Dedico este artigo para todos os cariocas que, assim como eu, estão cansados de tanta corrupção e descaso por parte dos políticos

Hospitais com atendimento precários; escolas fechadas; alto índice de desemprego; servidores públicos e aposentados sem salários; falta de recursos para a segurança pública e etc. Não é novidade para ninguém que o Rio de Janeiro está enfrentando uma de suas piores crises da história — esquemas de corrupção ainda mais graves do que no resto do país e políticas populistas desconexas que quebraram completamente o Estado são apenas dois exemplos que levaram as contas públicas aos frangalhos — acarretando problemas graves na educação e segurança, por exemplo.

Um alerta para todos os cariocas

Votar no “menos pior” foi um pensamento que influenciou durante muito tempo o voto do carioca — em detrimento daquele que, no imaginário coletivo — é uma opção — mas não teria condição de vencer. Por exemplo, nas eleições de 2018 temos:

  • Romário: Busca se apresentar como uma boa opção — mesmo com várias denúncias de corrupção envolvendo o seu nome. É o candidato sem experiência de gestão e nenhuma proposta concreta — não reunindo a condição mínima para governar o Rio de Janeiro.
  • Eduardo Paes: Busca se apresentar como o gestor capaz de resolver todos os problemas do Rio de Janeiro; este, porém, representa a velha política, que no imaginário das pessoas é o menos pior, o candidato que “rouba, mas faz”, o que faz perpetuar a eterna ciclo de corrupção.
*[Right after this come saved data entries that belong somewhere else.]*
PR #558, opened 2017-10-06
Implemented interface definitions for Cluster Information resource

mgleung:
## Description
Adding the ClusterInformation resource as well as the functionality and tests for CRUD operations.

## Todos
- [x] Tests
- [x] Documentation (not needed here now)
- [x] Release note

## Release Note

```release-note
None required
```

### DIFF
--- a/lib/apiv2/clusterinfo.go
+++ b/lib/apiv2/clusterinfo.go
@@ -1,0 +1,74 @@
+// Copyright (c) 2017 Tigera, Inc. All rights reserved.
+
+// Licensed under the Apache License, Version 2.0 (the "License");
+// you may not use this file except in compliance with the License.
+// You may obtain a copy of the License at
+//
+//     http://www.apache.org/licenses/LICENSE-2.0
+//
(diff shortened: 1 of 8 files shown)


lib/apiv2/clusterinfo.go
```diff
@@ -0,0 +1,76 @@
...
+}
+
+// ClusterInformationSpec contains the values of describing the cluster.
+type ClusterInformationSpec struct {
+	// ClusterGUID is the GUID of the cluster
+	ClusterGUID string `json:"clusterGUID,omitempty" validate:"omitempty"`
+	// ClusterType describes the type of the cluster
+	ClusterType string `json:"clusterType,omitempty" validate:"omitempty"`
+	// The version of the cluster
+	Version string `json:"version,omitempty" validate:"omitempty"`
```
robbrockbank: I think Version and CalicoVersion are the same thing really.  We can drop the Version one.

mgleung: Oh oops thought that it was the Cluster version.  I'll remove it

Tendo menos visibilidade que os dois acima — o candidato ao Governo do Rio de Janeiro, Wilson Witzel possui o seguinte currículo: Ex-juiz federal; exerceu a presidência da Associação dos Juízes Federais do Rio de Janeiro e Espírito Santo; mestre em Processo Civil e professor de Direito Penal Econômico há mais de 20 anos, tendo passado por instituições como Fundação Getúlio Varga s (FGV) e Universidade do Estado do Rio de Janeiro (UERJ); doutorando em Ciência Política pela Universidade Federal Fluminense (UFF), foi oficial do Corpo de Fuzileiro Navais e defensor público estadual.
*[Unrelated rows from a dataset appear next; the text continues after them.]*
PR #560, opened 2017-10-08
Add a generic syncer built upon an arbitrary set of watchers

robbrockbank:
This is a generic syncer implementation built against the backend API (it would be easy enough to translate to be against the main client watcher API, but for the time being while we're converting to v1 models I want to keep this in the backend).

I'm intending to to use this syncer to replace the existing confd processing.  Since KDD won't support Watchers for the initial releases this Watcher-Syncer is designed to drop in to a polling mode with a 5s poll interval - i.e. basically the same behavior for KDD as we have at the moment.

### DIFF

Por reconhecer que o Estado mergulhou numa crise sem precedentes, as pessoas preferem escolher Eduardo Paes pela experiência em gestão, mesmo sabendo que seu nome está envolvido em delações — considerando, também, que o menos conhecido e mais competente não teria a menor chance.

Por outro lado, a sociedade tem alcançado um nível maior de consciência política — deixando de lado o pensamento do “roubou, mas fez”, optando pela capacidade de gestão e experiência de caráter ilibado. Sendo que essas duas exigências têm sido o efeito que impulsiona a opção do voto pelo menos conhecido.

  • Wilson Witzel: É o candidato menos conhecido — porém — reúne capacidade de gestão, propostas concretas — com larga experiência no serviço público e nenhuma ligação envolvendo seu nome em processos de corrupção.

De acordo com os institutos de pesquisa, Wilson começou as eleições como um dos candidatos menos cotado para o 2º turno, com apenas 1% de intenção dos votos, em última colocação. Hoje, está em 2º lugar, empatado com o Romário, com 17%. Esse novo quadro proporciona uma ida para o 2º turno com Eduardo Paes, com grande possibilidade de vitória, considerando capacidade de gestão e caráter ilibado.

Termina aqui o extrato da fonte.